## WORK ITEM
Go through the material line by line and copy each one with the word "slight".

(RECORDS TO USE Opens)

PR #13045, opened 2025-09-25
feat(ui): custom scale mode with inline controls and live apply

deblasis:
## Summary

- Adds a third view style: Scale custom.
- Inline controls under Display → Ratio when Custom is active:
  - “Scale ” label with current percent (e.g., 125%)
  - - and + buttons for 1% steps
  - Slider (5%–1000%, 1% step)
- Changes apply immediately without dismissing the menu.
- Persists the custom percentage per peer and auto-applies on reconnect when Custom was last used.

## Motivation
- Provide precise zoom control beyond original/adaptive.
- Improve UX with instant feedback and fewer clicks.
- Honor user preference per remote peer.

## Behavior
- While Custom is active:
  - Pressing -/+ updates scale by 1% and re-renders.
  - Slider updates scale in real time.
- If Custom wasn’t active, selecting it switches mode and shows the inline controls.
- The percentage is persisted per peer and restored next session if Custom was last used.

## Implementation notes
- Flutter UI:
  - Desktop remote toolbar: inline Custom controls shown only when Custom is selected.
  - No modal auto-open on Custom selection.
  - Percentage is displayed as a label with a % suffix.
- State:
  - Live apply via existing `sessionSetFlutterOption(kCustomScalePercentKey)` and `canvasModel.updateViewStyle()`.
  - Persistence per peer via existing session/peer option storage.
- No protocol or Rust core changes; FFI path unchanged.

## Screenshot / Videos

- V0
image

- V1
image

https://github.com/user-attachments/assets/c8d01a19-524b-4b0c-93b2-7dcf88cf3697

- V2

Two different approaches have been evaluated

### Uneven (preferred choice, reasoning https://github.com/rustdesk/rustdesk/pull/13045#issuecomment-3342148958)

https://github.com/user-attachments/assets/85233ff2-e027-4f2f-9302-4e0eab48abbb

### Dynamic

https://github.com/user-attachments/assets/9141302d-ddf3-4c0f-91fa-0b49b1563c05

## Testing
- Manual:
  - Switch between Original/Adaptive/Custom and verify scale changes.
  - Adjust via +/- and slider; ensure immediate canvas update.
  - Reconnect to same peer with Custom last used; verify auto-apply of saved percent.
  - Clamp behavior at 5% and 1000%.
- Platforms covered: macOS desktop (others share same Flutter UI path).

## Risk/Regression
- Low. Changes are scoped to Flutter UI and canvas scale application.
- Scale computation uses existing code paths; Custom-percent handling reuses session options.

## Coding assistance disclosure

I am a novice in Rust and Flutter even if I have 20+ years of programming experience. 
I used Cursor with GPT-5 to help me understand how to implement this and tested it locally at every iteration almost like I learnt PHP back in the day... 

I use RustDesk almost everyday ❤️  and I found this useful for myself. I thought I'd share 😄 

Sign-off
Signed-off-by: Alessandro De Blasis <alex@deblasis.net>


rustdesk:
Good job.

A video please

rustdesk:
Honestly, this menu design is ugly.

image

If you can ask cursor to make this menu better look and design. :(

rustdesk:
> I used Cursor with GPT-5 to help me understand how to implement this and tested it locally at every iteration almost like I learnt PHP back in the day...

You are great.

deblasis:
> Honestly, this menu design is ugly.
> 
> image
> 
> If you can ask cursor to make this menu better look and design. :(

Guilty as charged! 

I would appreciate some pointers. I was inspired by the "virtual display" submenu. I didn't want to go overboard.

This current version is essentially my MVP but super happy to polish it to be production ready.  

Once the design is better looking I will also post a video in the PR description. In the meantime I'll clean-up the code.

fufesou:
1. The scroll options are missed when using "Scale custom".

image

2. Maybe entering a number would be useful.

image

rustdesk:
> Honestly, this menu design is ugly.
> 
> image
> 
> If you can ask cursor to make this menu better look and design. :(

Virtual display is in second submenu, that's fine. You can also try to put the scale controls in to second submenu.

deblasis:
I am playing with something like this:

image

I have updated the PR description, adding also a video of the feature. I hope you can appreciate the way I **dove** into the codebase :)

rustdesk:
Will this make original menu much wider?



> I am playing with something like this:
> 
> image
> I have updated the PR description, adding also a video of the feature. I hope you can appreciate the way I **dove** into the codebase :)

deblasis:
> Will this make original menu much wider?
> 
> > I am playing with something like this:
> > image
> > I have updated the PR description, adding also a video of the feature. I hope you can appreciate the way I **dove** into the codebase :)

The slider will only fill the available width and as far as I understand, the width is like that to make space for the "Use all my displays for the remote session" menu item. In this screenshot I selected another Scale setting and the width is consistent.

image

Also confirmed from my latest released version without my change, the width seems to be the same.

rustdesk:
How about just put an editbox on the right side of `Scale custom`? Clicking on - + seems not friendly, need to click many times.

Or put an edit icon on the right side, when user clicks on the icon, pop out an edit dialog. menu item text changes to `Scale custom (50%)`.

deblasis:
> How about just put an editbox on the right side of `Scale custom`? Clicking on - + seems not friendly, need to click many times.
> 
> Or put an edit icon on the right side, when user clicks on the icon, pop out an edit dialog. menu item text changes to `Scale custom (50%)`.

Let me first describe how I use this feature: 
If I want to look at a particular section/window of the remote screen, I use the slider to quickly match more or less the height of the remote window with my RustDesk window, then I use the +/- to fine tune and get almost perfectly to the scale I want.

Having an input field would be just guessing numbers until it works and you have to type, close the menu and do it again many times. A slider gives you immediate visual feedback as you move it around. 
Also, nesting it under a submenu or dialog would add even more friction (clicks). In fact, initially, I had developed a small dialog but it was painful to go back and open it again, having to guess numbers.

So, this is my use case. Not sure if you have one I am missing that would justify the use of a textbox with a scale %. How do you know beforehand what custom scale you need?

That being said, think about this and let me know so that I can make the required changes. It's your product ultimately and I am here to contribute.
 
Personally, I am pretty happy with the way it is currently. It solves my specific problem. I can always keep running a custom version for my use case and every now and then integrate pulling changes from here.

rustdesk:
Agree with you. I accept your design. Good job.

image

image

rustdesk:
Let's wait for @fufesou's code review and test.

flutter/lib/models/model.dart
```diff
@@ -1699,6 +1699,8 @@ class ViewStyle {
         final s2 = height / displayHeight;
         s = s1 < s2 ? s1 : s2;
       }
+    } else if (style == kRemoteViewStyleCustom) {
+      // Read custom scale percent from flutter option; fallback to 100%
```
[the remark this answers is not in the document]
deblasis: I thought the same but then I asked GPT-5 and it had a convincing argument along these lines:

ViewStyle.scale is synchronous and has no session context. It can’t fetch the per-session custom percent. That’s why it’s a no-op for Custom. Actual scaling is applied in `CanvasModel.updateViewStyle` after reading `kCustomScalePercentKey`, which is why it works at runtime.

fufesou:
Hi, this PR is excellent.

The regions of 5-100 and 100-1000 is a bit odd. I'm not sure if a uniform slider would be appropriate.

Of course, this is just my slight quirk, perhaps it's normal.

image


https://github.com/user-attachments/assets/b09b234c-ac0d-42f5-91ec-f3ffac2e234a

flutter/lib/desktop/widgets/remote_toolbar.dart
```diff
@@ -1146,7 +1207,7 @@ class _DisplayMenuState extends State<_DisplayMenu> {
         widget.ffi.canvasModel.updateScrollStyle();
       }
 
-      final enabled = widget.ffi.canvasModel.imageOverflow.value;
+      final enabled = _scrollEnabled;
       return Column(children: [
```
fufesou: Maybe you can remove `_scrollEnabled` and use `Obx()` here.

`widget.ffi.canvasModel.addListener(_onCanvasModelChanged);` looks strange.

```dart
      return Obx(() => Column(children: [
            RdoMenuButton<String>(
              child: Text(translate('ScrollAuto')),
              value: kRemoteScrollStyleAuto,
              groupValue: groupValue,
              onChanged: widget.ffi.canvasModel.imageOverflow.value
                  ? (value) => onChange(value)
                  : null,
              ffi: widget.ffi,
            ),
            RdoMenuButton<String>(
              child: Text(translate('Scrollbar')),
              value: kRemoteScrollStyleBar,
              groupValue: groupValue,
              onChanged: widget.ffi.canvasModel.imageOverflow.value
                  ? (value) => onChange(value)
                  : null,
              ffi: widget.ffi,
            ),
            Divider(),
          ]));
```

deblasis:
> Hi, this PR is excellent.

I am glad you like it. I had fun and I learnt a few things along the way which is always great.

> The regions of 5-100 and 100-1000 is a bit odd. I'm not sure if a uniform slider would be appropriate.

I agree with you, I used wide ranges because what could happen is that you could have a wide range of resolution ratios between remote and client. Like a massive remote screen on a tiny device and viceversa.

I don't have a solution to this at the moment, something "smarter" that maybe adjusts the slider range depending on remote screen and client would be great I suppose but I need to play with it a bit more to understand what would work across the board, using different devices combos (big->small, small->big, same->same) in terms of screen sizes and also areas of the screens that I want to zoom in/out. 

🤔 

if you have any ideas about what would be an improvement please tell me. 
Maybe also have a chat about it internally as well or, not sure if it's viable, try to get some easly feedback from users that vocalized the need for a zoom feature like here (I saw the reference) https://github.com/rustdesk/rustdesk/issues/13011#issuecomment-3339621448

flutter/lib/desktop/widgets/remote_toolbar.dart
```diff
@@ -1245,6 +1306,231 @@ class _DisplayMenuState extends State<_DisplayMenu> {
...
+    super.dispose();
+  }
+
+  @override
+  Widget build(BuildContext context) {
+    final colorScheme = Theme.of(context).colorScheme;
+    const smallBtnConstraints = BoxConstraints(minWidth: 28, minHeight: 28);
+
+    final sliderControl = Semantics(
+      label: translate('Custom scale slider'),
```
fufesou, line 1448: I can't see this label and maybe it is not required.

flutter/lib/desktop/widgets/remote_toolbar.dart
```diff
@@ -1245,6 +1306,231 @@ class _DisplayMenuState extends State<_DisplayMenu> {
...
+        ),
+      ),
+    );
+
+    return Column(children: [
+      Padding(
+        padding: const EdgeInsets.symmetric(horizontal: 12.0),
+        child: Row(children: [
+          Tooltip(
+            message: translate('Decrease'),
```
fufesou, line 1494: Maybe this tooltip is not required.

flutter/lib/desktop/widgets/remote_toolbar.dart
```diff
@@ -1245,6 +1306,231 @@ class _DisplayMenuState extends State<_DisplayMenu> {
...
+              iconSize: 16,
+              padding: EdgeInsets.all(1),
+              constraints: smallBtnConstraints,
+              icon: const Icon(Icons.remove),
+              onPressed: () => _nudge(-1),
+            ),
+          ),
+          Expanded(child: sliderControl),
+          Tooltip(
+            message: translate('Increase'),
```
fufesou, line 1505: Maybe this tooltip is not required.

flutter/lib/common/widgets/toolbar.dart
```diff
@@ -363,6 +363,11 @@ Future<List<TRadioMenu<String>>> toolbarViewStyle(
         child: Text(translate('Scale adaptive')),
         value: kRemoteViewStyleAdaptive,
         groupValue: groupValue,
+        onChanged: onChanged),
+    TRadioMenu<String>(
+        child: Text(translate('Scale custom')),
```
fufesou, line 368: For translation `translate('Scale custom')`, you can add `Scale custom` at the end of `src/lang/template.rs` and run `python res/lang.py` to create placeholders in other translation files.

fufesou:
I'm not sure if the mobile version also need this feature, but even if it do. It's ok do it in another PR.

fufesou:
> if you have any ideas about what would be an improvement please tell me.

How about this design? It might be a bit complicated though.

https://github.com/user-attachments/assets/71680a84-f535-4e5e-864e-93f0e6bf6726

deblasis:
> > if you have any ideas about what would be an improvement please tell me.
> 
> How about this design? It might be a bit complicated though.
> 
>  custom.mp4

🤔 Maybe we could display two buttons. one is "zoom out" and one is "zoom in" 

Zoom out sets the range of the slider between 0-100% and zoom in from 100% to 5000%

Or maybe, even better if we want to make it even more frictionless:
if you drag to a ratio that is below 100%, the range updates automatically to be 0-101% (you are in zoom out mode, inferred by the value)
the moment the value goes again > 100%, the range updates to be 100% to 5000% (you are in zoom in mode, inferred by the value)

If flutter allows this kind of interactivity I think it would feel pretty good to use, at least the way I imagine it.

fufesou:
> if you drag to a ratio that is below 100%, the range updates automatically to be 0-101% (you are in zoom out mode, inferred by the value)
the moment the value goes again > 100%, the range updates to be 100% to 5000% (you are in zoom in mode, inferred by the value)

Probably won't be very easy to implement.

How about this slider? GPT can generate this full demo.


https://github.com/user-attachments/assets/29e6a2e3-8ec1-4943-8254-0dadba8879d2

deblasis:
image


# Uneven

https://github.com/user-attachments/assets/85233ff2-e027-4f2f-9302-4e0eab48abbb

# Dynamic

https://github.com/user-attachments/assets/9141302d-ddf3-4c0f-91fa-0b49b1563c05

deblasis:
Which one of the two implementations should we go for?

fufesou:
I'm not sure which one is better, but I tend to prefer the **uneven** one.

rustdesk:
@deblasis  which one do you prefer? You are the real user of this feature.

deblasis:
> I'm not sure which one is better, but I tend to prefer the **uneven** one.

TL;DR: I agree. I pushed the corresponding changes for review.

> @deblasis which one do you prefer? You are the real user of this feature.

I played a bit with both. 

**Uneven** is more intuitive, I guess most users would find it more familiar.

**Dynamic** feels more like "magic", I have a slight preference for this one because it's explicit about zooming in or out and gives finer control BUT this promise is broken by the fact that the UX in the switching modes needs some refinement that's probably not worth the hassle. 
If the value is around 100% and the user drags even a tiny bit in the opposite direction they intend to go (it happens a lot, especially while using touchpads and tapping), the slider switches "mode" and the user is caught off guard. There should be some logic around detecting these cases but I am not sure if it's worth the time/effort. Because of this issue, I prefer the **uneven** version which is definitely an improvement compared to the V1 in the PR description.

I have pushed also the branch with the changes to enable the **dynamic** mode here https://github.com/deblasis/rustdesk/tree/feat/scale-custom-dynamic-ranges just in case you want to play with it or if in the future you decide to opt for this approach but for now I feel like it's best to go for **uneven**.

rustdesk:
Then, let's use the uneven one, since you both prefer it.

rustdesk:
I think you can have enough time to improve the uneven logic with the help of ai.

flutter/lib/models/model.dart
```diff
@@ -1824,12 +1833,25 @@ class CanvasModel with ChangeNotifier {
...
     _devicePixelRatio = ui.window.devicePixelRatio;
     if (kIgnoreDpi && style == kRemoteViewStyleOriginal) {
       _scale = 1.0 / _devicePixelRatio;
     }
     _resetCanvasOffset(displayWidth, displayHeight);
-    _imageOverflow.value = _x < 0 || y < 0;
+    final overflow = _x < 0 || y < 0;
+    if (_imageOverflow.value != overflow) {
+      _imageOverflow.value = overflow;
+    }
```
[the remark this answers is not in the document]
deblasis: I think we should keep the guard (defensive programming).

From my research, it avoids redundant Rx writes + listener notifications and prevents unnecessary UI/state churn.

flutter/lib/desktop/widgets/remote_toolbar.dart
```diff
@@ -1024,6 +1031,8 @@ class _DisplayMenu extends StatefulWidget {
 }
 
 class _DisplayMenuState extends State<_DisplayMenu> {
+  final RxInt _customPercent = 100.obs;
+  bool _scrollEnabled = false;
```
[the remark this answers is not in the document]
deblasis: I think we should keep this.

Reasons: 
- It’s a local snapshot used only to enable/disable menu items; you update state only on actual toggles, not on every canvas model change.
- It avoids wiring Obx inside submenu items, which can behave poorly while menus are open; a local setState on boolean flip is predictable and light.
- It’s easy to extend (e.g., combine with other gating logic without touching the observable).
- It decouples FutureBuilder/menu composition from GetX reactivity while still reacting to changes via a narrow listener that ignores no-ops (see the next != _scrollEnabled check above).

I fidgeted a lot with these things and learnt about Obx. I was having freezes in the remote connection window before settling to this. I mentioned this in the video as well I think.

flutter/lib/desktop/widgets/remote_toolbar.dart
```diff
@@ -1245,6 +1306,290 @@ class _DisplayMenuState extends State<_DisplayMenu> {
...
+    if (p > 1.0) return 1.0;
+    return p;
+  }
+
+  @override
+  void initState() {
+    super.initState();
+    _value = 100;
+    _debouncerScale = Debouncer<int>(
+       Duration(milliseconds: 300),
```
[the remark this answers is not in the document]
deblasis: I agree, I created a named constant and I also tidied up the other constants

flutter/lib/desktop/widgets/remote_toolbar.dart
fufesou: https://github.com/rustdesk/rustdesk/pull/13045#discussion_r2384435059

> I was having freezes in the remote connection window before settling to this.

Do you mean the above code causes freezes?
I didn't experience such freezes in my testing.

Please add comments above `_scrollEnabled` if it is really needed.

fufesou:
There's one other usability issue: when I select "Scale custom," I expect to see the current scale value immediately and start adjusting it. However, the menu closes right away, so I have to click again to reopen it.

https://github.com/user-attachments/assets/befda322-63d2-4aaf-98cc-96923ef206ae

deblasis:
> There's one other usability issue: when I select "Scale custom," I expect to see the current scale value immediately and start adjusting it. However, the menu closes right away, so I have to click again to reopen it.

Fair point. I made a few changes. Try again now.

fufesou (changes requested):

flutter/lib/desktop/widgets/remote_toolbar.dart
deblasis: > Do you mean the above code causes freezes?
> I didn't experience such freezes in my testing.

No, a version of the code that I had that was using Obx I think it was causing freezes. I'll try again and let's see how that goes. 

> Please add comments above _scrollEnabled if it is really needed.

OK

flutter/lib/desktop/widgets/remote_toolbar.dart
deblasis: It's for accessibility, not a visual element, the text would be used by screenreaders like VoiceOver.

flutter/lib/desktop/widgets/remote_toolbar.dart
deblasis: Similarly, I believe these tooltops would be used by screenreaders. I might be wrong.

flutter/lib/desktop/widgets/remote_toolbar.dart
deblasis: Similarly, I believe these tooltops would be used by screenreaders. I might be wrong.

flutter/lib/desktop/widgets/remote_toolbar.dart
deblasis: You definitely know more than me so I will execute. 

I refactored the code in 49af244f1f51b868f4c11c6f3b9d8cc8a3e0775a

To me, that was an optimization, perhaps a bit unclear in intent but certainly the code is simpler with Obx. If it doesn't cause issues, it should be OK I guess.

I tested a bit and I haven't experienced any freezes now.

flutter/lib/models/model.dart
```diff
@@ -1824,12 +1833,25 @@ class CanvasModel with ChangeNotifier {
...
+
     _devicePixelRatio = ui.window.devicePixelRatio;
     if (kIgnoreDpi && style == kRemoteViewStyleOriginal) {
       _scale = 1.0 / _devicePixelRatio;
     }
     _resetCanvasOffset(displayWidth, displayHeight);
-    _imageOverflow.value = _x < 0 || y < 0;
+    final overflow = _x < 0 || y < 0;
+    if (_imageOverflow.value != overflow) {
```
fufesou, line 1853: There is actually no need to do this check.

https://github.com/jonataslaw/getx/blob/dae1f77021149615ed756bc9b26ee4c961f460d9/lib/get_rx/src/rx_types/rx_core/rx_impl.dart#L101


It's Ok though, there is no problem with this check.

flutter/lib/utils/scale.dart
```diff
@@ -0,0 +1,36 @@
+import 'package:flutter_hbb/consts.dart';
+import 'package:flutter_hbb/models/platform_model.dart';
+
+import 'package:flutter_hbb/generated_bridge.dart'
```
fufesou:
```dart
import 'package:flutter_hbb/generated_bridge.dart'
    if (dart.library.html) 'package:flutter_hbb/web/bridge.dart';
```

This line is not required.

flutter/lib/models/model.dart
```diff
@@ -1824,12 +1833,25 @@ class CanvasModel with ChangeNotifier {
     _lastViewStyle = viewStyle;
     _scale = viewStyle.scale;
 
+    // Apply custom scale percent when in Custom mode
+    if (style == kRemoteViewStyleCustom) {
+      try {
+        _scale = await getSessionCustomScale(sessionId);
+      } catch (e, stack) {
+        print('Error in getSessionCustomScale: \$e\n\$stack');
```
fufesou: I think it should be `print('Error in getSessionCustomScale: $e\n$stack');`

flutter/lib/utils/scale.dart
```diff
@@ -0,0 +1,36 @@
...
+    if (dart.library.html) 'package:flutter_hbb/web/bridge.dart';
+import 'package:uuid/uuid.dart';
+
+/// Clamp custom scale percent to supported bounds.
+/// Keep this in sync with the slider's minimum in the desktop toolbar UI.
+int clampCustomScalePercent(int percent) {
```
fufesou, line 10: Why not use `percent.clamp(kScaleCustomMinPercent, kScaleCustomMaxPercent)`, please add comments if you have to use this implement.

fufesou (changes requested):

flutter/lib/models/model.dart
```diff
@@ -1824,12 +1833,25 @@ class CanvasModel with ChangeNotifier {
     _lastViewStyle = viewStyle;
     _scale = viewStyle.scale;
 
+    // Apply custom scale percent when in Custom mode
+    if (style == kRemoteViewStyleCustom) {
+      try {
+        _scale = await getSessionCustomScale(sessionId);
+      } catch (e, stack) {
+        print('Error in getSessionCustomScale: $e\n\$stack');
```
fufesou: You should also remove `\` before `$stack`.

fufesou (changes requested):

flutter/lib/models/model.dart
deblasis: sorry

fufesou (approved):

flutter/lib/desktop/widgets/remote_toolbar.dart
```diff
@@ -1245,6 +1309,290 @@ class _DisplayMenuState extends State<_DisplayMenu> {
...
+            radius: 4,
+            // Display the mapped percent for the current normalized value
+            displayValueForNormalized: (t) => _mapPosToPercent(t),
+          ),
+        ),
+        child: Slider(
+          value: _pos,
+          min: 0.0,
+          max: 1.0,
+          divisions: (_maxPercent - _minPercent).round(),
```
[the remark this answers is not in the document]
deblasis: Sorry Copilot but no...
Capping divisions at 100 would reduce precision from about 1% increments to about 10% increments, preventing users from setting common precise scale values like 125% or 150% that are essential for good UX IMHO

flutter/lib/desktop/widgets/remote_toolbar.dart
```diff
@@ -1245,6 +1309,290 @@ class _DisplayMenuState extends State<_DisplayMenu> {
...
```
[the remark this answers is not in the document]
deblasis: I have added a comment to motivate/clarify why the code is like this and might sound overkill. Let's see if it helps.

(RECORDS TO USE Closes)

## ANSWER SPACE
Of course, this is just my slight quirk, perhaps it's normal.
**Dynamic** feels more like "magic", I have a slight preference for this one because it's explicit about zooming in or out and gives finer control BUT this promise is broken by the fact that the UX in the switching modes needs some refinement that's probably not worth the hassle. 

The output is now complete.